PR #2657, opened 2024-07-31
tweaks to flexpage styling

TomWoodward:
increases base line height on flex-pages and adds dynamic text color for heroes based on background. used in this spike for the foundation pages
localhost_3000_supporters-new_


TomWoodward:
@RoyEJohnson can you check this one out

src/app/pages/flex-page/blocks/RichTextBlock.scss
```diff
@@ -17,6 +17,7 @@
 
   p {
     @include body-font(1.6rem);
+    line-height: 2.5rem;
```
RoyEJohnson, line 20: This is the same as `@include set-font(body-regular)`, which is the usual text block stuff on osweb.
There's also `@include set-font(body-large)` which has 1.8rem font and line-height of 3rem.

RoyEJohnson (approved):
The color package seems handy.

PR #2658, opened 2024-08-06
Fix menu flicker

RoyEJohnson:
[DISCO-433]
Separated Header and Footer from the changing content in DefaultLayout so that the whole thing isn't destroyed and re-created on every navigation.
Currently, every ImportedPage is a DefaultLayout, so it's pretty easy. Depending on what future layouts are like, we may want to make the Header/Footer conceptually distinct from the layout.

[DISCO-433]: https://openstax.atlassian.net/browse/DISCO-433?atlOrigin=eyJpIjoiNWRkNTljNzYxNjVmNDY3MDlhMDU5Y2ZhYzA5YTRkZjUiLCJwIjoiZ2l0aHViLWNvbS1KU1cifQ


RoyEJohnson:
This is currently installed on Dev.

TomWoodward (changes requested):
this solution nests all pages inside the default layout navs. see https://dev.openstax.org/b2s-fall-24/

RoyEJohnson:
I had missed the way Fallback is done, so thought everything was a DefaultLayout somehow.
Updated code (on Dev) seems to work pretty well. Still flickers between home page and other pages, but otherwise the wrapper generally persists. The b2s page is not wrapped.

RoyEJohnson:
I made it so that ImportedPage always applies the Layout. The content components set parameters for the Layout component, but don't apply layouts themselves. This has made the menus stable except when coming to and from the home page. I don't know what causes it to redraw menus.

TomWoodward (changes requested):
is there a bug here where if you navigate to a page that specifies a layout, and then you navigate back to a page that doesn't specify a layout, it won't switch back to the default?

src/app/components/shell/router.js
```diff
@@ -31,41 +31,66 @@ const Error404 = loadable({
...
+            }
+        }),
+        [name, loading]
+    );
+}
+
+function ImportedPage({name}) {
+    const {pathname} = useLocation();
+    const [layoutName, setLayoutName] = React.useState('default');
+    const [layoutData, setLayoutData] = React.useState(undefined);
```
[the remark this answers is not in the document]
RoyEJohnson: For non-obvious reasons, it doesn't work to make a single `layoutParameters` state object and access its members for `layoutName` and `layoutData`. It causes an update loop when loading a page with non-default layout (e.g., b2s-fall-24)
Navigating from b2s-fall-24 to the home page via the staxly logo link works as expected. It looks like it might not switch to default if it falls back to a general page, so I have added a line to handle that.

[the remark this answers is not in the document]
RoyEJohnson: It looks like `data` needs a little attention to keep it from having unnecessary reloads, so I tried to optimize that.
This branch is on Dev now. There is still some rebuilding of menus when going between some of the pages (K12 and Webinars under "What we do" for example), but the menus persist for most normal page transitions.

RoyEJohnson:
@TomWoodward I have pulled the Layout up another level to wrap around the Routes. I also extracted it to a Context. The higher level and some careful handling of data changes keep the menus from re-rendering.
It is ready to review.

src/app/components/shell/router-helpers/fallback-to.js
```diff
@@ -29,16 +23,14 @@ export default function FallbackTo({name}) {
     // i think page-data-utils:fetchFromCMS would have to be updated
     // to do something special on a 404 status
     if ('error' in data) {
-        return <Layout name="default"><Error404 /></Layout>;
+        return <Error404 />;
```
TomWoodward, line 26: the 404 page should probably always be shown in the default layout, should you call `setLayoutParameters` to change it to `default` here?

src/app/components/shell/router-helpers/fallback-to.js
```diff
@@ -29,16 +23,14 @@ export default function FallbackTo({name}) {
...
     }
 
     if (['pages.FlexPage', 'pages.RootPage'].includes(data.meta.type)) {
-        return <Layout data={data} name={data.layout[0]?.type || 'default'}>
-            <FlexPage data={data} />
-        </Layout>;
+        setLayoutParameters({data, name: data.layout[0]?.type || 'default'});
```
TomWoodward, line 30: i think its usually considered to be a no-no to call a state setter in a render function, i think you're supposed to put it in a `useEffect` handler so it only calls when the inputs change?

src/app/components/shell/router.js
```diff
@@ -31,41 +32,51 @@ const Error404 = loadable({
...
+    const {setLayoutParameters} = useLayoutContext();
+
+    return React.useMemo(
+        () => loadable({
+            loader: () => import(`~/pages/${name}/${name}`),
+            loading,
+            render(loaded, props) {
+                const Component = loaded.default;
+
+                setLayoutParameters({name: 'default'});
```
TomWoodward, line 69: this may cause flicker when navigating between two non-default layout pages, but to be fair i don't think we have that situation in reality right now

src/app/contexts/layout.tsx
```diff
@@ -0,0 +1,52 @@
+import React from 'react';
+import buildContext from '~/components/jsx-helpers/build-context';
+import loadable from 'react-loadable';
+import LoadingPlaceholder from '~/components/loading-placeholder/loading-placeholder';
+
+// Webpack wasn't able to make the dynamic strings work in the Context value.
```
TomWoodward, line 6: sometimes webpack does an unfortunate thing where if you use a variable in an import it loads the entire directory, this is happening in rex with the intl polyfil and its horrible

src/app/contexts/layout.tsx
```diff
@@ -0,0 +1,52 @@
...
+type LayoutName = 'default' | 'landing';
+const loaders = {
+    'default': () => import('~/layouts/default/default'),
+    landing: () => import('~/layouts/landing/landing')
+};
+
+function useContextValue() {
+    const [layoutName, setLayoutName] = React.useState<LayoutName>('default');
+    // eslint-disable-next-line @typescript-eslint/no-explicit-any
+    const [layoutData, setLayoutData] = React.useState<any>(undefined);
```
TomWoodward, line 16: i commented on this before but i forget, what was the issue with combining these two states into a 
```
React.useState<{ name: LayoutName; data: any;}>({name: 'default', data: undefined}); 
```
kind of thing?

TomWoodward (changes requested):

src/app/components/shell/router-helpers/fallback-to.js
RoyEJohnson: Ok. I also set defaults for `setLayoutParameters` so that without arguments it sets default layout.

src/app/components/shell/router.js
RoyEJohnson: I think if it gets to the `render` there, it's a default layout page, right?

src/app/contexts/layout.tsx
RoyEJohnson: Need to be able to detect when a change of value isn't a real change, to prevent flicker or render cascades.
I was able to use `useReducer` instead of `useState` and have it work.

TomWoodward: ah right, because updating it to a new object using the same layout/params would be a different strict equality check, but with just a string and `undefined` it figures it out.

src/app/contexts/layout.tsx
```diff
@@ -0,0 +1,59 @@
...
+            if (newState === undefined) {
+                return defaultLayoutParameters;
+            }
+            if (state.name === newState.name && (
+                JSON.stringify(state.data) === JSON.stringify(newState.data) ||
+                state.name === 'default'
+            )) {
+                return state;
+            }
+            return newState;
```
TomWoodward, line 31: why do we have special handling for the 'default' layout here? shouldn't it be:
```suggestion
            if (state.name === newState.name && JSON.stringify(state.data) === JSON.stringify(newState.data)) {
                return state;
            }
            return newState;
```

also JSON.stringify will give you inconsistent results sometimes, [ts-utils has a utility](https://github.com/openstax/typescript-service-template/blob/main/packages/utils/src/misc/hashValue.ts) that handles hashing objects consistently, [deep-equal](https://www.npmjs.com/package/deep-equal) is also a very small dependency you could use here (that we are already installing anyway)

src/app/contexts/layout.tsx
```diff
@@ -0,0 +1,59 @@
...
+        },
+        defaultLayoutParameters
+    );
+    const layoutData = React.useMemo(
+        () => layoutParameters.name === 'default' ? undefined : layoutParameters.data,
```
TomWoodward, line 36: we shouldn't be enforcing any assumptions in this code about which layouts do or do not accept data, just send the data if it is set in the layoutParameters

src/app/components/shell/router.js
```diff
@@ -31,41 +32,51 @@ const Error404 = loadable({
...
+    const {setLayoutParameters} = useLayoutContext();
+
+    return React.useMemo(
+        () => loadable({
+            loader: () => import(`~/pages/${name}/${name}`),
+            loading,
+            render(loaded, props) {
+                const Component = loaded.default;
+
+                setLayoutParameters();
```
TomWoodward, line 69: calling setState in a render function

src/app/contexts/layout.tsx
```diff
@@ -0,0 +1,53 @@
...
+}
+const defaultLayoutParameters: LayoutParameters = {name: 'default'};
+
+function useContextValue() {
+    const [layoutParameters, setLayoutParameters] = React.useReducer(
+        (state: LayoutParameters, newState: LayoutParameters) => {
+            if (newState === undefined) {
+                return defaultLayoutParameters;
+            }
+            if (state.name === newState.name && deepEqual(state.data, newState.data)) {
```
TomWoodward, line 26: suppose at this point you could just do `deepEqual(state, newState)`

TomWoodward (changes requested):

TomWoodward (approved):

####

# About this task
The answer must be every line of the listing that holds the word "body".

# Written solution
     @include body-font(1.6rem);
RoyEJohnson, line 20: This is the same as `@include set-font(body-regular)`, which is the usual text block stuff on osweb.
There's also `@include set-font(body-large)` which has 1.8rem font and line-height of 3rem.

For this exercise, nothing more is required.